Wednesday May 3, 2000

MANIKA NAIDOO

A study that found children were better off in formal child care than when they were left with babysitters, relatives, friends or neighbors has angered family groups.

The nine-year study of 127 children up to the age of six found that informal care was likely to have a detrimental impact on children's emotional, social and academic development.

But the study, by New South Wales researchers, concluded that formal care provided in a government-regulated centre or family day-care scheme had no detrimental effects.

The national secretary of the Australian Families Association, Bill Muehlenberg, said yesterday the study was a ``slap in the face" for thousands of grandparents and relatives who cared for children.

Mr Muehlenberg said his three children, aged six to nine, had never spent time in formal child care, despite both parents working. They are cared for by his mother-in-law or a neighbor.

``I'd much rather have them with someone I know and trust than leave them with some stranger," he said.

Mr Muehlenberg disputed the study's finding that formal child care had no detrimental impact.

The study - the first of its kind in Australia - also found that children cared for by a parent made the best academic adjustment to school.

But one of the study's authors, Linda Harrison - a senior lecturer in early childhood at Charles Sturt University - said this was not significant. The issue was not where or by whom children were cared for, but the quality of that care.

Dr Harrison said it was nonsense to suggest that parents abandon informal child care because of the study's findings.
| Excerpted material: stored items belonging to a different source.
PR #6745, opened 2025-10-13
feat(autocomplete): js implementation

Haroenv:
**Summary**

**Result**

PR #6759, opened 2025-10-20
feat(instantsearch.js): introduce autocomplete widget

dhayab:
This PR (re-)introduces the `autocomplete()` widget, with similar features to Algolia's standalone Autocomplete library.

It includes a refactoring of the React implementation to extract the prop getters into a shared module and match the draft JS design in #6745.

FX-3548

### DIFF
--- a/examples/js/algolia-experiences/package.json
+++ b/examples/js/algolia-experiences/package.json
@@ -1,6 +1,6 @@
 {
   "name": "example-algolia-experiences",
-  "version": "1.24.0",
+  "version": "1.25.0",
   "private": true,
   "scripts": {
     "start": "BABEL_ENV=parcel parcel *.html",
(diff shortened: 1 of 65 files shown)


packages/instantsearch.js/src/widgets/autocomplete/autocomplete.tsx
```diff
@@ -0,0 +1,370 @@
...
+import { useEffect, useId, useMemo, useRef, useState } from 'preact/hooks';
+
+import SearchBox, {
+  type SearchBoxComponentCSSClasses,
+} from '../../components/SearchBox/SearchBox';
+import TemplateComponent from '../../components/Template/Template';
+import {
+  connectAutocomplete,
+  connectSearchBox,
+} from '../../connectors/index.umd';
```
shaejaz, line 21: Is this import correct?

packages/instantsearch-ui-components/src/components/autocomplete/createAutocompletePropGetters.ts
```diff
@@ -0,0 +1,249 @@
...
+
+type CreateAutocompletePropGettersParams = {
+  useEffect: (effect: () => void, inputs?: readonly unknown[]) => void;
+  useId: () => string;
+  useMemo: <TType>(factory: () => TType, inputs: readonly unknown[]) => TType;
+  useRef: <TType>(initialValue: TType | null) => { current: TType | null };
+  useState: <TType>(
+    initialState: TType
+  ) => [TType, (newState: TType) => unknown];
+};
```
shaejaz, line 41: I think in a future PR, we could move these into a shared file. I believe there are some parts of the chat widgets that could use this approach.

packages/instantsearch.js/src/widgets/autocomplete/autocomplete.tsx
dhayab: Yes, it prevents us from importing the chat, so rollup can properly bundle the UMD package.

What was needed was government support to improve the quality of informal child care.

``This data is saying that we need to give informal care just as much attention as we give formal child care," she said.

This could be achieved by accrediting informal carers, such as grandparents, and educating them about child development.

``It would be a self-study process where people learn about how they might improve the child care they provide," Dr Harrison said.

Ann Sanson, a senior researcher at the Australian Institute of Family Studies, said she was surprised by the study's negative findings on the effects of informal care.

Dr Sanson said government cutbacks to child-care rebates meant many parents could not afford formal services.